◆ WORK INSTRUCTION: The response must consist of the records below, copied exactly.

-.-.-

PR #1111, opened 2024-10-17
Alters workflows to use OIDC auth

dannyburke1:
## Context

This change removes the need for AWS Access Keys in the workflows and moves us to an OIDC assume role model, meaning temporary access keys are used on each GHA job. We have all of the base configured in our core GHA repo so these downstream changes are minimal.

## Guidance to review

Review that the "AWS Authenication" step within the pipeline works as expected and we don't hit any snags trying to build and or deploy the image.

## Things to check


gecBurton (approved):
LGTM

PR #1113, opened 2024-10-18
Bugfix/allow no meta data

gecBurton:
## Context

As a user I do not want the file ingest to fail just because RB failed to enhance the metadata

The actual error is this:

``` 2024-10-18 11:20:35,514 ERROR monitor: Failed 'redbox_app.worker.ingest' (Bookings_v4KpDVw.xlsx) - Some error happened in metadata extraction. Error code: 400 - {'error': {'message': "Invalid 'messages[1].content': string too long. Expected a string with maximum length 1048576, but got a string with length 1239399 instead.", 'type': 'invalid_request_error', 'param': 'messages[1].content', 'code': 'string_above_max_length'}} : Traceback (most recent call last):```

So although the proposed fix doesnt address the underlying issue it will at least allow users to use their data until we find a proper solution

## Things to check

### DIFF
--- a/redbox-core/redbox/loader/loaders.py
+++ b/redbox-core/redbox/loader/loaders.py
@@ -173,10 +173,12 @@ class MetadataLoader:
         except ConnectionError as e:
             logger.warning(f"Retrying due to HTTPError {e}")
         except json.JSONDecodeError:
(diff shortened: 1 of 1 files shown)


KevinEtchells (approved):
LGTM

-.-.-

◆ EXPECTED ANSWER:
PR #1111, opened 2024-10-17
Alters workflows to use OIDC auth

dannyburke1:
## Context

This change removes the need for AWS Access Keys in the workflows and moves us to an OIDC assume role model, meaning temporary access keys are used on each GHA job. We have all of the base configured in our core GHA repo so these downstream changes are minimal.

## Guidance to review

Review that the "AWS Authenication" step within the pipeline works as expected and we don't hit any snags trying to build and or deploy the image.

## Things to check


gecBurton (approved):
LGTM

PR #1113, opened 2024-10-18
Bugfix/allow no meta data

gecBurton:
## Context

As a user I do not want the file ingest to fail just because RB failed to enhance the metadata

The actual error is this:

``` 2024-10-18 11:20:35,514 ERROR monitor: Failed 'redbox_app.worker.ingest' (Bookings_v4KpDVw.xlsx) - Some error happened in metadata extraction. Error code: 400 - {'error': {'message': "Invalid 'messages[1].content': string too long. Expected a string with maximum length 1048576, but got a string with length 1239399 instead.", 'type': 'invalid_request_error', 'param': 'messages[1].content', 'code': 'string_above_max_length'}} : Traceback (most recent call last):```

So although the proposed fix doesnt address the underlying issue it will at least allow users to use their data until we find a proper solution

## Things to check

### DIFF
--- a/redbox-core/redbox/loader/loaders.py
+++ b/redbox-core/redbox/loader/loaders.py
@@ -173,10 +173,12 @@ class MetadataLoader:
         except ConnectionError as e:
             logger.warning(f"Retrying due to HTTPError {e}")
         except json.JSONDecodeError:
(diff shortened: 1 of 1 files shown)


KevinEtchells (approved):
LGTM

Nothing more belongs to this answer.